While most reviewers have praised Rashida Jones' performance, the character of Ann Perkins initially received mixed reviews from critics. Ann often serves as a straight man to the other characters, particularly Leslie Knope, and some reviewers have said Rashida Jones' talent has been under-utilized in the role. Steve Heisler of The A.V. Club wrote, "While I like Rashida Jones in the part, her character usually does best when she's got some wacky person to play off of." Entertainment Weekly writer Hillary Busis said, "Even Parks and Rec lovers often agree that Rashida Jones’s character can seem, well, kind of boring." Matt Fowler of IGN wrote, "Ann isn't necessarily the funniest character on the show, to say the least", but he said she is capable of being very humorous, adding: "Rashida Jones is sexy and funny, but a lot of her humor is subtle and thankless." New York magazine writer Steve Kandell said he did not believe the Ann character was necessary for the show because she was too far removed from the other characters.

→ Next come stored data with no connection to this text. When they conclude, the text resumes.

PR #793, opened 2025-01-16
CI - Run on latest patch version of the latest 3 minor version

ygalblum:
## Type of change

- [x] CI Optimization

## Description

Fetch the latest patch version of the latest 3 minor versions of the kindest/node image and use them for testing


vishnuchalla (approved):
lgtm

PR #795, opened 2025-01-17
Allow passing additional variables when using as a package

ygalblum:
## Type of change

- [x] Optimization

## Description

When using kube-burner as a package passing parameters as environment variables may be cumbersome. Instead, allow passing the values via a method parameter


vishnuchalla (approved):
lgtm. Thanks for this change

PR #807, opened 2025-01-30
Allow waiting for status between objects in the same job iteration

ygalblum:
## Type of change

- New feature
- Bug fix

## Description

Add a new job parameter to wait between objects
In Sequential run check and wait at the object and at the job iteration level
Adjust testing
Add to doc


vishnuchalla (approved):
lgtm

PR #808, opened 2025-02-05
Kubevirt operations - add waiter

ygalblum:
## Type of change

- New feature

## Description

Implement predefined wait conditions for the completion of kubevirt operations so that users do not have to do explicitly define them


docs/reference/configuration.md
```diff
@@ -373,6 +373,22 @@ Additional parameters should be set using the `inputVars` field:
 - `volumeName` - Name of the volume to remove. Mandatory
 - `persist` - if set, the added volume will be persisted in the VM spec (if it exists). Default `false`
 
+#### Wait for completion
+
+Wait is supported for the following operations:
+
+- `start` - Wait for the `Ready` state of the `VirtualMachine`  to become `True`
+- `stop` - Wait for the  `Ready` state of the `VirtualMachine` state to become `False`
```
vishnuchalla, line 381: Looks like this isn't a desired state when we stop a VM? Also can you cross check if are any other errors in the docs?

ygalblum: First, the doc aligns with the implementation. Second, unfortunately, there is no defined condition that states that a VM is stopped. Theoretically, I could use the `printableStatus` field. However, using it is discouraged by KubeVirt.

I am pushing KubeVirt to provide better and reliable information. But, currently, this the best we can do

ygalblum: I did some more digging and found that it's better to add another check on the `reason` of the status. So, I added it to the conditions list.
I've also generalized the condition check utility and moved it to a separate file

vishnuchalla (approved):
lgtm

PR #809, opened 2025-02-06
Waiters - do not fail if query jq failed

ygalblum:
## Type of change

- Bug fix

## Description

Fix race condition in which the waiter checks for a field in the status that does not yet exist.
For example, waiting on a condition before there are any


vishnuchalla (approved):
lgtm

PR #811, opened 2025-02-14
Waiter - reduce verbosity on successful checks

ygalblum:
## Type of change

- Optimization

## Description

Since all items are fetched on each try, the log becomes too verbose. Change success to debug message


vishnuchalla (approved):
lgtm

He added, "The Parks and Recreation writers are the smartest in the business, and even they seem at a loss as to what to do with Ann Perkins." However, Los Angeles Times reporter Robert Lloyd said he felt Jones and Amy Poehler had a good comedic rhythm with each other, and The Atlantic writer Scott Meslow said Jones has a "natural comic sensibility" who rarely gets the best material due to her straight man role. Television columnist Alan Sepinwall said Jones not only plays a good straight man, but particularly excels in bringing the best comedic potential out of her fellow cast members. The character was listed in Wetpaint's "10 Hottest TV Nurses".

Many reviewers were critical of the pairing of Mark and Ann, feeling the couple lacked chemistry and were often the least funny parts of the individual episodes. Entertainment Weekly writer Margaret Lyons called Mark and Ann the show's "Achilles' heel", and Sandra Gonzalez, also from Entertainment Weekly, wrote, "No matter what they do with these two, I can’t help but be bored." Alan Sepinwall said the relationship was ineffective because both Mark and Ann are "straight man" characters, and he called the pairing one of the few mistakes of the second season. In his review of "94 Meetings", in which Mark discusses his intentions to marry Ann, Leonard Pierce of The A.V. Club wrote of the couple, "their scenes just seemed to lay there and die: action was set up but never resolved, and the deferral contained no laughs to compensate for the dramatic fizzle". Matt Fowler of IGN called the pairing one of the "lesser elements" of the second season, but said it had more to do with Mark than Ann: "Mark just wound up feeling extraneous, [but] I can also appreciate the nuanced realism of Ann just realizing that she wasn't ultimately that 'into him' as a way to break them up."

Ann would receive much more positive reviews in the later seasons. Many reviewers claimed Ann's relationship with Chris in the third season was a major improvement, with several writing that Chris' near-perfection took the normally composed Ann out of her comfort zone, giving Rashida Jones more comedic material to work with. Several commentators felt Ann's character in general saw major improvements during the third season, such as in subplots where she started acting eccentrically after her break-up with Chris, or her phase of dating several random men. Steve Heisler of The A.V. Club wrote that by the middle of the third season, "Ann's character defies all the expectations heaped on her from two previous seasons". Eric Sundermann of Hollywood.com wrote: "Rashida Jones hasn't been given too much opportunity to shine within the ensemble, so pushing her off the deep-end seems to be a good decision. Jones is a really funny actress if given the right material, and it's quickly becoming apparent that the 'crazy, almost slutty' approach is one that works in a comedic way for her very, very well." Matt Fowler of IGN wrote, "While Ann still isn't the best of the bunch as far as characters go, she was able to be a part of more great scenes this year by getting paired up with Chris in the first half of the season and getting to have some great moments of drunken anger in 'The Fight'." Several reviews also praised the pairing of Ann and Donna Meagle, who gives her dating advice in the episode "Harvest Festival" and "April and Andy's Fancy Party".